Traditional Chinese medicine shows how it is possible to use poisons to treat illnesses. However, the context in which they are used is crucial to their effectiveness.
Today, poisons evoke notions of harm and danger—the opposite of healing medicines. However, traditional Chinese medicine, which has been in practice for more than two millennia, used a large number of poisons to treat a variety of ailments.
Chinese doctors knew that what makes a medicine therapeutic is not just its active ingredient — depends on how it is used.
Biomedical researchers skeptical about the safety and efficacy of traditional Chinese medicine may not be surprised that Chinese doctors have historically prescribed poisons. Some believe that medicines used in traditional Chinese medicine often contain hidden toxic ingredients that are harmful to health.
But it’s thin boundary between poison and medicine is not exclusive of traditional Chinese medicine. Chemotherapy uses toxic drugs to treat cancer. And the opioid epidemic in the United States reflects how a class of FDA-approved drugs used to treat chronic pain has become a lethal poison due to inadequate administration.
On the other hand, certain psychedelics considered illegal have now sparked new interest in the medical community as potential treatments for anxiety, addiction, and depression.
In the book “Healing with Poisons,” Yan Liu examined the therapeutic use of poisons in Chinese medicine. Based on his research, the author believes that Chinese doctors in the past recognized the healing ability of poisons although they were fully aware of its potential to kill. Understanding this practice forces modern biomedicine to reconsider how “medicine” is defined today.
What is an active ingredient?
The debate over the safety and effectiveness of traditional Chinese medicine often focuses on the active ingredient of a medicine.
The US Food and Drug Administration defines an active ingredient as “any component that provides pharmacological activity or other direct effect in diagnosing, curing, mitigating, treating or preventing disease, or that affects the structure or any function of the human or animal body.”
In other words, the active ingredient is a specific chemical substance considered to constitute the essence of a medicine. Because it has the responsibility to cure a target disease, it is used to assess the usefulness of a drug in the modern pharmaceutical industry.
It is important to identify the active ingredients in drug discovery, including those of traditional Chinese medicine. Scientist Tu Youyou won the 2015 Nobel Prize in Physiology or Medicine for isolating the malaria drug artemisinin from an herb used in traditional Chinese medicine.

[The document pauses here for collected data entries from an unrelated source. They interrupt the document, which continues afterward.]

Issue #2845, opened 2025-03-13
[FEATURE] plh_kids_tz: styling of module buttons on homepage


jfmcquade:
**What?**
The new design for the homepage of the `plh_kids_tz` deployment includes two views on a list of modules. Additional functionality is needed to handle the proposed button styling:

![Image](https://github.com/user-attachments/assets/9bd328c3-544f-4f8c-a974-c33ea1ff35c0) 

![Image](https://github.com/user-attachments/assets/61bcc826-1530-4062-b104-7554695f0e3c)

**Why?**
See https://github.com/ParentingForLifelongHealth/plh-kids-app-tz-content/issues/161

**How?**
It seems sensible to reuse the `plh_module_list_item` component introduced for the `plh_kids_kw` deployment. This component has recently been updated, see #2805. This means that it can now handle both the list/map view styling via the `default`/`circle` variants.

### Initial styling changes
- [ ] Move `plh_module_list_item` component from `plh_kids_kw` scope to parent `plh` scope
- [ ] Styling tweaks to both variants
  - e.g. border width; shadow/glow handling
  - Some of these styles should be scoped as overrides of the `plh_kids_tz` theme, although it may make sense to make some the defaults of the component, and move some existing styles to the `plh_kids_kw` theme.
- [ ] Apply theme colours from `plh_kids_tz` theme for default and highlighted states 

### Possible follow-up/stretch goal

chrismclarke:
> NB: the yellow/pink/green styling signifies modules that are unlocked and default/highlighted/completed respectively.

I'm guessing this has already gone through design phase, but just to check whether the warning visual in the pink version is the intended indicator for highlighted task. To me that feels a little bit confusing (both you are meant to click this and you are not)

I might also suggest making a bit more use of border radius to distinguish between highlighted/non. I.e. I could imagine completed, locked and unlocked all having similar, slightly smaller border radius, whereas highlighted could have slightly larger and/or a box-shadow/glow around it to draw emphasis

jfmcquade:
> I'm guessing this has already gone through design phase, but just to check whether the warning visual in the pink version is the intended indicator for highlighted task. To me that feels a little bit confusing (both you are meant to click this and you are not)

I agree that it's confusing. It might be better if it's a round badge rather than triangular, which wouldn't have the association of a stop/warning symbol. The icon itself could be populated by an author supplied icon via a param exposed to authoring.

[...]

PR #2851, opened 2025-03-17
feat: plh_module_list_item 'completed' state

jfmcquade:
PR Checklist

## Description

Adds a new param for the `plh_module_list_item` component: `completed`. This takes a boolean value and, if true, applies custom styling to represent a "completed" state.

By default, the completed state makes colours the component instance green, taking the green colour from the theme-level green (all themes include a green and red colour). This can be overridden for a given theme either by specifying the theme's `green` colour globally, or by specifying a theme-level override for the component's `module-list-item-color-completed` variable.

This means that the component now has three possible "states": default, completed, highlighted and locked. These are independent to each other, and take precedence in the order listed (i.e. the locked state will take precedence over the highlighted state, etc.). For the immediate use case, I believe that the only two states that could co-exist by design are completed and highlighted. For more detail, see #2845.

## Git Issues

Addresses a task from #2845

## Screenshots/Videos

[comp_plh_module_list_item](https://docs.google.com/spreadsheets/d/1Tq8Ib_ZcJsABW9U9XbQxgnmtv_uayXk28DXoa94j1aE/edit?gid=569531329#gid=569531329):

https://github.com/user-attachments/assets/fdbcd1ad-f8fb-4e77-90a8-123355b0072e

Screenshot 2025-03-17 at 15 27 22


esmeetewinkel (approved):
Functional test passed on `plh_kids_tz` deployment

image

Along the same lines, medical researcher Zhang Tingdong and his team identified arsenic trioxide as an effective treatment for leukemia by studying drug formulas in traditional Chinese medicine.
Despite these success stories, reducing a drug to a single molecule is quite limited. This reductive approach ignores the context in which a drug is used, which plays a crucial role in its end effects.
In the past, Chinese doctors didn’t look for an active ingredient that defined the usefulness of a particular substance. Instead, they considered the effect of each drug highly malleable. No example better illustrates this way of thinking than the medical use of poisons.
Doctors in China knew very well how the effect of a poison varied greatly, depending on how it was prepared and administered. So they developed a variety of methods — such as controlling dosage, mixing with other ingredients, and other processing techniques — to mitigate a poison’s potency but still preserve its effectiveness.
Chinese doctors also knew that poisons work differently from person to person. The same drug may have different effects depending on the sex, age, environment, emotional state and lifestyle of the patient. For example, the 7th-century physician Sun Simiao gave specific remedies to women and the elderly.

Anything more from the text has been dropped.